[Opening Input data section]
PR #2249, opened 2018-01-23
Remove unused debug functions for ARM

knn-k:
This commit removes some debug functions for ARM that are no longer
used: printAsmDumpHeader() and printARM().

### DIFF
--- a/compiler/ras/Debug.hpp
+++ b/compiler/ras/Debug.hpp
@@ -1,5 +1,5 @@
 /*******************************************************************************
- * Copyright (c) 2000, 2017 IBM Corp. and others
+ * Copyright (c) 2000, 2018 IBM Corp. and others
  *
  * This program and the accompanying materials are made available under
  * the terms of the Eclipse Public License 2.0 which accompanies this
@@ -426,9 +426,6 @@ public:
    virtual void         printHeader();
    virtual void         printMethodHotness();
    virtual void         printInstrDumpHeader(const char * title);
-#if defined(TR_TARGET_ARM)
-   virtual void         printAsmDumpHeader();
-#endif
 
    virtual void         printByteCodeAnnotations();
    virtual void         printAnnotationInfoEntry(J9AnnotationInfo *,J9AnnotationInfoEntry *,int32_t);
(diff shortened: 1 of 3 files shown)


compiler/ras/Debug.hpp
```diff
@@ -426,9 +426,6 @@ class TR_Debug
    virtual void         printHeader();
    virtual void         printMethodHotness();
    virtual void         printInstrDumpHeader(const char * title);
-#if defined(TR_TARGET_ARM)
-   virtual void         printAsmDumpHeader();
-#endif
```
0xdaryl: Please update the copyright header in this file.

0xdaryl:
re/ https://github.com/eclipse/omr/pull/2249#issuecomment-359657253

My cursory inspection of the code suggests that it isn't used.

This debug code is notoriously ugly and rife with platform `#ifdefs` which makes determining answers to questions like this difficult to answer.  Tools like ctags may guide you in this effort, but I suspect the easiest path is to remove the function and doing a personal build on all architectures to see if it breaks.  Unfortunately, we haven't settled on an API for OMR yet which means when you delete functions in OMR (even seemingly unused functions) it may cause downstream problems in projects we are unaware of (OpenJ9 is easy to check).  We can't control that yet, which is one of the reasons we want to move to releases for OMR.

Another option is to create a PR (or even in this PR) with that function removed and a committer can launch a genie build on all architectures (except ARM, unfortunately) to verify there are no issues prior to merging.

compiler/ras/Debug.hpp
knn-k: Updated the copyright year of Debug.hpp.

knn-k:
[Closing Input data section]
[Opening Input data section]
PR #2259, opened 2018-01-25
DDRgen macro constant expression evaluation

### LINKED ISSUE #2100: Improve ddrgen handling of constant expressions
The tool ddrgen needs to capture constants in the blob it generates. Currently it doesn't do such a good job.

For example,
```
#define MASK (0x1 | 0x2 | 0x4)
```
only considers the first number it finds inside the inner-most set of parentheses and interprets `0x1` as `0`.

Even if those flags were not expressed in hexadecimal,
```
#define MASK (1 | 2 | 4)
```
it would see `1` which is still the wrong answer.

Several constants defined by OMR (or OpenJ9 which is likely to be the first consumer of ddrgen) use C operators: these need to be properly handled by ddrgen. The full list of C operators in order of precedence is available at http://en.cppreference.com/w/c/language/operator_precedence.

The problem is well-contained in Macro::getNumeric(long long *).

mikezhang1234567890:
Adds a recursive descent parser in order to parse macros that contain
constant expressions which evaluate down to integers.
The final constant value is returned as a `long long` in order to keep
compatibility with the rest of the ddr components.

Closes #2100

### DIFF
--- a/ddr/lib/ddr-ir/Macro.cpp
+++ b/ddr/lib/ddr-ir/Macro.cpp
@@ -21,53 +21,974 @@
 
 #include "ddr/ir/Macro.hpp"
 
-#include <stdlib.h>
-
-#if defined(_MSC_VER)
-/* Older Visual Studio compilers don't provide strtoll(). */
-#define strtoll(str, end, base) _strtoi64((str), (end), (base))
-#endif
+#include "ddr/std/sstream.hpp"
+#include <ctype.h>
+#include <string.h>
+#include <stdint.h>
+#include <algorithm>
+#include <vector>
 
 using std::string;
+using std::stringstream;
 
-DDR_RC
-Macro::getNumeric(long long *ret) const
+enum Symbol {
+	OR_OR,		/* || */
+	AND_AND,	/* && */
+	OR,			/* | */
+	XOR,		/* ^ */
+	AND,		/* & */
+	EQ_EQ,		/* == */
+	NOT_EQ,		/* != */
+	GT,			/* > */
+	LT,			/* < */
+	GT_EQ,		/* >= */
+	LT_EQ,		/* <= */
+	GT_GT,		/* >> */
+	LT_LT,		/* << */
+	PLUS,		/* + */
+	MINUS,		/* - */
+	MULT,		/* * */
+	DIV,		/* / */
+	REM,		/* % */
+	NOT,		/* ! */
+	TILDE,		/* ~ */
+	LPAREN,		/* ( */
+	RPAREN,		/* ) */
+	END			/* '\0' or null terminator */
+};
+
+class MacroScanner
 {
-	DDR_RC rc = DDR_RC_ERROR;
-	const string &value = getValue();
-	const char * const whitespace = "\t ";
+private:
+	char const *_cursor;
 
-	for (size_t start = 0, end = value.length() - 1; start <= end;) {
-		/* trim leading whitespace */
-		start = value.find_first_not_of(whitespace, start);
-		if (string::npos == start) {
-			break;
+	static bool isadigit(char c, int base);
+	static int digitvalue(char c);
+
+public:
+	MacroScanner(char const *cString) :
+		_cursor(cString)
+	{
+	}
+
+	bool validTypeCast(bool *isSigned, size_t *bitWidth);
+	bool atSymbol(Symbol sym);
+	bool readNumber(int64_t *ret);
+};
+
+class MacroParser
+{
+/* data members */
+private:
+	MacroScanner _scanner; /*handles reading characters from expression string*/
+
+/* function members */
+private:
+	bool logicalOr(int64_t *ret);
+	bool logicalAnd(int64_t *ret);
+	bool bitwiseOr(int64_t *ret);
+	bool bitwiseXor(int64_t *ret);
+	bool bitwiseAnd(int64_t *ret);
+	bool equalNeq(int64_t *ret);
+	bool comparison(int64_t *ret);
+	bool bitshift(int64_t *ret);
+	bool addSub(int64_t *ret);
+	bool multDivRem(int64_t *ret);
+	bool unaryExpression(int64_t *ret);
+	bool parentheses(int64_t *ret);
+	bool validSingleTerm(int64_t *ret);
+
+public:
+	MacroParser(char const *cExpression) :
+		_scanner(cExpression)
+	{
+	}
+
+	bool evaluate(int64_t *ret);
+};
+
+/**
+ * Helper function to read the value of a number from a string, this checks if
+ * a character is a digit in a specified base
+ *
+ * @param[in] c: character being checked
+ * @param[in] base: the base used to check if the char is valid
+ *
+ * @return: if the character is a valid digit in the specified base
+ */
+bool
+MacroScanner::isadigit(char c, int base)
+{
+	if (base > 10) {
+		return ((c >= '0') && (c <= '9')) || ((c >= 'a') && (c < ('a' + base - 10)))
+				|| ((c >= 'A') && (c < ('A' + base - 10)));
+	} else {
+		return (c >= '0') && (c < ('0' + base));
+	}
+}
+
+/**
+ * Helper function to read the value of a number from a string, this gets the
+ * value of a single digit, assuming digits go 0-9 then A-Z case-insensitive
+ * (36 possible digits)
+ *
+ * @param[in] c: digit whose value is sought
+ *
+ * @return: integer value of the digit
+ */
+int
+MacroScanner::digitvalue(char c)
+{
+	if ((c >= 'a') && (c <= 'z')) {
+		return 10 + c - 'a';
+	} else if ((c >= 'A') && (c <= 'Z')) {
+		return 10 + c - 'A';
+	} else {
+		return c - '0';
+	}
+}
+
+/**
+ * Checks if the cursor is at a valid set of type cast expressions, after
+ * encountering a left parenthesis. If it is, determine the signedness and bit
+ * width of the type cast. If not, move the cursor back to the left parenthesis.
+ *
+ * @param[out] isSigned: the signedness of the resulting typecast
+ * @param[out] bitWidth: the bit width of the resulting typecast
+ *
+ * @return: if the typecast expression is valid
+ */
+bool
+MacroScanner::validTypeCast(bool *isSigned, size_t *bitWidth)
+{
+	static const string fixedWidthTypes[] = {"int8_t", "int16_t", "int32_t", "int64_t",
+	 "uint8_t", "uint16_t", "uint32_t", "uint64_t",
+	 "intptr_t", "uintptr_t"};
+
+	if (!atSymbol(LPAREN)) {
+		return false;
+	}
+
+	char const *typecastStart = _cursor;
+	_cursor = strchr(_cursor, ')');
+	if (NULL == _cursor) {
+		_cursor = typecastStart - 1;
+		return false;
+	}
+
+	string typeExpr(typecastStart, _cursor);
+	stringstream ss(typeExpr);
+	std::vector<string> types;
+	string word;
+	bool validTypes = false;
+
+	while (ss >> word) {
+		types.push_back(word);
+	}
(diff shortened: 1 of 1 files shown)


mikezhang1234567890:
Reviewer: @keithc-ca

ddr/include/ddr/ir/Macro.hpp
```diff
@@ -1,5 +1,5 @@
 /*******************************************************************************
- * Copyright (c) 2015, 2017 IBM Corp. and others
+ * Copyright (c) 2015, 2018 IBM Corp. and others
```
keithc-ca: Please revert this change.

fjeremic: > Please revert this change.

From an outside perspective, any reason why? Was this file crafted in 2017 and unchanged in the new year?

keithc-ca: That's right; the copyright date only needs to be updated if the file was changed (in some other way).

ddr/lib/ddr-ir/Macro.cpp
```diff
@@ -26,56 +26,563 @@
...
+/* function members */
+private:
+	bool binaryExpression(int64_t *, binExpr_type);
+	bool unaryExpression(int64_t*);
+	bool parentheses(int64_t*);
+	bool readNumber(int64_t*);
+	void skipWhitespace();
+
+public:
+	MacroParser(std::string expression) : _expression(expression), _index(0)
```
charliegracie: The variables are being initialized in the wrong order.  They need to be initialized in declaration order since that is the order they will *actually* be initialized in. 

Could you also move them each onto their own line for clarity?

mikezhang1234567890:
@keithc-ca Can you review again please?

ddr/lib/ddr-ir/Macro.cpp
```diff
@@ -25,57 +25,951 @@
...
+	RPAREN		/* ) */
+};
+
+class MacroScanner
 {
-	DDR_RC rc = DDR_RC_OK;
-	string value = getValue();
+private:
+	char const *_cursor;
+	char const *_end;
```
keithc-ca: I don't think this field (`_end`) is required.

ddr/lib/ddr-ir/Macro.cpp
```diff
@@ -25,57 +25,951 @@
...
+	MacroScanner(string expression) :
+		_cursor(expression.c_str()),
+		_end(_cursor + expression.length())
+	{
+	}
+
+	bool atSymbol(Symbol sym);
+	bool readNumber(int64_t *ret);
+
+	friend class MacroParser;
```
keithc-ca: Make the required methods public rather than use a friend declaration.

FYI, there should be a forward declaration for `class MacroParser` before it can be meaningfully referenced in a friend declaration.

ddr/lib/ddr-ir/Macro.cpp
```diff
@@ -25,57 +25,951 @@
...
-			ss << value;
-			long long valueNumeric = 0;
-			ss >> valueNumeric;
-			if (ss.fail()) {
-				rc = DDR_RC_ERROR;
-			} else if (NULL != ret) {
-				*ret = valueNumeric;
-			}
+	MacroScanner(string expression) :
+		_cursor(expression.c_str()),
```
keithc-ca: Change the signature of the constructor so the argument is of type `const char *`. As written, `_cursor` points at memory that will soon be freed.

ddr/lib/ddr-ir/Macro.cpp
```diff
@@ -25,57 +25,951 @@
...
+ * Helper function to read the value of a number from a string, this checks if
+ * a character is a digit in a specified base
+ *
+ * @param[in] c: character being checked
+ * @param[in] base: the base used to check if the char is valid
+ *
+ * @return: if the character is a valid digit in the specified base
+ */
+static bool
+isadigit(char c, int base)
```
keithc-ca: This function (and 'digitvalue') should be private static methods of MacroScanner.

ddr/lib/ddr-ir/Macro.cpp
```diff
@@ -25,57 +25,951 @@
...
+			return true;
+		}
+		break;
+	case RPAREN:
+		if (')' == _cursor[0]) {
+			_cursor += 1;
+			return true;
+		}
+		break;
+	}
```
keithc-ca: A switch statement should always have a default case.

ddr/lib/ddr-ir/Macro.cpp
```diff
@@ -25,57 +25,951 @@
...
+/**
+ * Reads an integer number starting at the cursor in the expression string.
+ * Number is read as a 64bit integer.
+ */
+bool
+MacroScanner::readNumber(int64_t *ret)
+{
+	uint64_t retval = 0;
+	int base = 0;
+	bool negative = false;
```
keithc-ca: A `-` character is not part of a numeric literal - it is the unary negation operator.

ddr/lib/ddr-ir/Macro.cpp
[Closing Input data section]
§ **Directions for this task**:
Across the whole listing above, report each line that includes "shortened".

§ **Result for this task**:
(diff shortened: 1 of 3 files shown)
(diff shortened: 1 of 1 files shown)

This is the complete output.